▶ Task brief
Across the records below, count the lines that contain "Some" and write down only the count.

▶ Input data
________________

PR #100, opened 2020-05-09
CAN Support

zklapow:
This PR is fairly incomplete still, though it is functional.

I created a (temp) create called `embedded-hal-can` to try implementing the traits currently in https://github.com/rust-embedded/embedded-hal/pull/77 though that PR is so old now, I am not sure its going to get much traction (and I am not totally sure I love the structure of those traits anyhow) so I may remove that piece.

I have been testing this on an `STM32f302C8T6`, I am working on simplifying my "blinky with can" into an example of how to use this.

todos:
- [x] Generify this to support other stm32f3xx devices

future improvements:
- Some sort of baud rate param heuristics (maybe just embed a table for standard rates?)
- Improved filter handling (the current implementation "wastes" filter registers)

Wanted to post this now though as I have been sitting on it for a while and I figured it would be good to at least get thoughts/feedback.


src/can.rs
```diff
@@ -0,0 +1,511 @@
...
+
+use crate::gpio::gpioa;
+use crate::gpio::AF9;
+use crate::rcc::APB1;
+use crate::stm32;
+use nb;
+use nb::Error;
+
+use core::sync::atomic::{AtomicU8, Ordering};
+use stm32f3::stm32f302::CAN;
```
Sh3Rm4n, line 11: Has to be adjusted to use the controller declared by the feature flag.

src/can.rs
```diff
@@ -0,0 +1,511 @@
...
+const EXID_MASK: u32 = 0b11111111111000000000000000000;
+const MAX_EXTENDED_ID: u32 = 0x1FFFFFFF;
+
+#[derive(Debug, Copy, Clone, Hash, Eq, PartialEq)]
+pub enum CanId {
+    BaseId(u16),
+    ExtendedId(u32),
+}
+
+#[derive(Debug, Clone, Hash, Eq, PartialEq)]
```
Sh3Rm4n, line 22: Is `#derive(Hash)` needed for anything?

Cargo.toml
```diff
@@ -24,6 +24,8 @@ cortex-m-rt = "0.6"
 embedded-hal = "0.2"
 nb = "0.1"
 stm32f3 = "0.10"
+typenum = "1.11.2"
```
Sh3Rm4n, line 27: I don't see were `typenum` is used.

Cargo.toml
```diff
@@ -24,6 +24,8 @@ cortex-m-rt = "0.6"
...
+embedded-hal-can = "0.1.0"
```
Sh3Rm4n, line 28: Hm. As this is an experimental crate until this is added to the `embedded-hal` we should feature gate the CAN implementation as a whole?

But I'm happy to include it into this hal, so that more people can experiment with the can abstraction! :)

src/can.rs
```diff
@@ -0,0 +1,511 @@
...
+            CanFilterData::ExtendedMaskFilter(_, mask) => Some(mask << 3),
+            CanFilterData::MaskFilter(_, _mask) => None, // TODO: We should be able to fill this register with a second filter/mask pair
+            CanFilterData::IdFilter(_id) => None, // TODO: This sucks, we need more info here to figure out the correct value of fr2
+        }
+    }
+}
+
+impl Can {
+    pub fn new(
+        can: stm32::CAN,
```
Sh3Rm4n, line 192: Even though rust has the `new` convention for constructors, naming the constructor as the peripheral name is really common in the rust hal implementations. This is import e.g. for SPI to differentiate between `spi1, spi2, ...`. As stm32f3 devices do not have multiple can peripherals this is not as important, but maybe we should stick to it and name it `can`?

src/can.rs
```diff
@@ -0,0 +1,511 @@
...
+        rx: gpioa::PA11<AF9>,
+        tx: gpioa::PA12<AF9>,
+        apb1: &mut APB1,
+    ) -> Can {
+        apb1.enr().modify(|_, w| w.canen().set_bit());
```
Sh3Rm4n, line 197: The can peripheral is not well documented atm as of [stm32-rs](https://stm32-rs.github.io/stm32-rs/STM32F302.html#CAN), but this could be named

```suggestion
        apb1.enr().modify(|_, w| w.canen().enabled());
```

[doc link](https://docs.rs/stm32f3/0.11.0/stm32f3/stm32f303/rcc/apb1enr/struct.CANEN_W.html#method.enabled)

Maybe you could try to apply these to methods, where it is possible right now :)

src/can.rs
```diff
@@ -0,0 +1,511 @@
...
+    type Filter = CanFilter;
+}
+
+impl embedded_hal_can::Transmitter for CanTransmitter {
+    fn transmit(
+        &mut self,
+        frame: &Self::Frame,
+    ) -> Result<Option<Self::Frame>, nb::Error<Self::Error>> {
+        if let Some(_) = frame.data() {
+            assert!(
```
Sh3Rm4n, line 299: Hm. I think  we should generally thrive towards not using asserts inside this hal. (There are enough other places in the hal, where we do use asserts) But  this assert is unfortunate, as we need the `nb::Error` to return. 

Do you have any ideas?

src/can.rs
```diff
@@ -0,0 +1,511 @@
...
+            match frame.id {
+                CanId::BaseId(id) => tx.tir.modify(|_, w| unsafe { w.stid().bits(id) }),
+                CanId::ExtendedId(id) => tx.tir.modify(|_, w| unsafe {
+                    let hb = ((id & EXID_MASK) >> 18) as u16;
+                    w.exid().bits(id).stid().bits(hb).ide().set_bit()
+                }),
+            }
+
+            match frame.data() {
+                Some(_) => unsafe {
```
Sh3Rm4n, line 330: `if let Some(..)` could be used here, I guess :thinking:

src/can.rs
```diff
@@ -0,0 +1,511 @@
...
+                    tx.tir.modify(|_, w| w.rtr().clear_bit());
+                },
+                None => tx.tir.modify(|_, w| w.rtr().set_bit()),
+            }
+
+            // Request the frame be sent!
+            tx.tir.modify(|_, w| w.txrq().set_bit());
+
+            // TODO: we can prob not wait for txok?
+            while match i {
```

________________

▶ Response for this exercise
5